6.1  Operational Overview

   When a CBT group is created, it is the group initiator's
   responsibility to create a multicast group access control list (ACL)
   [14]. It is recommended that this list is a digitally signed
   "document", the same as (or along the lines of) an X.509 certificate
   [9], such that it can be authenticated.  The group initiator
   subsequently unicasts the ACL to the primary core for the group. This
   communication is not part of the CBT protocol. The ACL's digital
   signature ensures that it cannot be modified in transit without
   detection. If the group membership itself is sensitive information,
   the ACL can be additionally encrypted with the public key of the
   primary core before being sent.  The ACL can be an "inclusion" list
   or an "exclusion" list, depending on whether group membership
   includes relatively few, or excludes relatively few.

   The ACL described above consists of group membership (inclusion or
   exclusion) information, which can be at the granularity of hosts or
   users. How these granularities are specified is outside the scope of
   this document.  Additionally, it may be desirable to restrict key
   distribution capability to certain "trusted" nodes (routers) in the
   network, such that only those trusted nodes will be given key
   distribution capability should they become part of a CBT delivery
   tree.

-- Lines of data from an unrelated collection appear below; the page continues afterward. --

PR #52, opened 2023-03-28
shaping: allow forcing truncation

whereswaldon:
This commit enables application code to require the truncator to be inserted when the text wraps to the maximum number of lines even when the text would normally fit without truncation. Our API is paragraph-centric, and thus does not know about paragraphs after itself. If trying to display truncatable text with multiple paragraphs of contents, the previous API could not display a truncator if the text wrapped a non-final paragraph to exactly fill the maximum number of lines. This would result in the text not appearing to be truncated, while it is missing entire lines of content.

The only reasonable solution I could see was to offer the option to always insert the truncator when wrapping the final line. Application code can then track whether there are future paragraphs (via readahead) and choose to request that the current paragraph display as truncated if there are future paragraphs and this paragraph fills all available lines.

### DIFF
--- a/shaping/wrapping.go
+++ b/shaping/wrapping.go
@@ -322,6 +322,15 @@ type WrapConfig struct {
 	// Truncator, if provided, will be inserted at the end of a truncated line. This
 	// feature is only active if TruncateAfterLines is nonzero.
 	Truncator Output
+	// TextContinues indicates that the paragraph wrapped by this config is not the
+	// final paragraph in the text. This alters text truncation when filling the
+	// final line permitted by TruncateAfterLines. If the text of this paragraph
+	// does fit entirely on TruncateAfterLines, normally the truncator symbol would
+	// not be inserted. However, if the overall body of text continues beyond this
+	// paragraph (indicated by TextContinues), the truncator should still be inserted
+	// to indicate that further paragraphs of text were truncated. This field has
+	// no effect if TruncateAfterLines is zero.
+	TextContinues bool
 }
 
 // WithTruncator returns a copy of WrapConfig with the Truncator field set to the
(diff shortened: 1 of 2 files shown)


whereswaldon:
An example: imagine truncating the string `"hi\nthere"` to a maximum of one line. You have to break it into two different shapings, as paragraphs are the unit of shaping. So you shape `"hi\n"` and it doesn't get truncated, so you don't show an ellipsis. Then you don't want to shape `"there"` because you know you've used all of the lines already.

It's tempting to say "just append a truncator", but that won't work if the first line just barely fits, an edge case handled by special logic in the line wrapper. Basically you need a way to say "if we hit the final line while wrapping this paragraph, ensure the truncator is inserted even if all of the text fits"

You, the application programmer, would do this when you know that there are subsequent paragraphs of text that might be truncated when this paragraph is.

andydotxyz:
Regarding the naming I just wonder if it should align more toward the generic "there is more text" meaning then instead of the more specific "force truncation"? 
If there are other uses in the future this could offer more flexibility? I.e. “TextContinues” instead of “ForceTruncation”

I'm not sure if this is the right thing to do but wanted to raise the question.

whereswaldon:
> Regarding the naming I just wonder if it should align more toward the generic "there is more text" meaning then instead of the more specific "force truncation"? If there are other uses in the future this could offer more flexibility? I.e. “TextContinues” instead of “ForceTruncation”

It's a good question. If there were future wrapping features that needed to know whether we were on the final paragraph, they could benefit from such a rename. However, that would only make sense if they should *always* be activated based on whether we were on the final paragraph.

> I'm not sure if this is the right thing to do but wanted to raise the question.

I'm honestly happy to rename this. I don't know how likely it is that we'll have more features that want it, but my level of care about the name is quite small. I just want the feature so that we can correctly truncate multi-paragraph text reliably.

whereswaldon:
I've pushed a revision renaming the field and trying to improve the documentation for it.

benoitkugler:
I like the renaming, I think its explains the problem and the solution a bit better ! Thanks the clearer documentation as well !

benoitkugler (approved):

andydotxyz (approved):
Thanks, I think this reads very cleanly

For this case, an additional ACL is required comprising
   "trusted" network nodes.

   The primary core creates a session key subsequent to receiving and
   authenticating the message containing the access control list.  The
   primary core also creates a key encrypting key (KEK) which is used
   for re-keying the group just prior to an old key exceeding its life-
   time.  This re-keying strategy means that an active key is less
   likely to become compromised during its lifetime.

   The ACL(s), group key, and KEK are distributed to secondary cores as
   they become part of the distribution tree.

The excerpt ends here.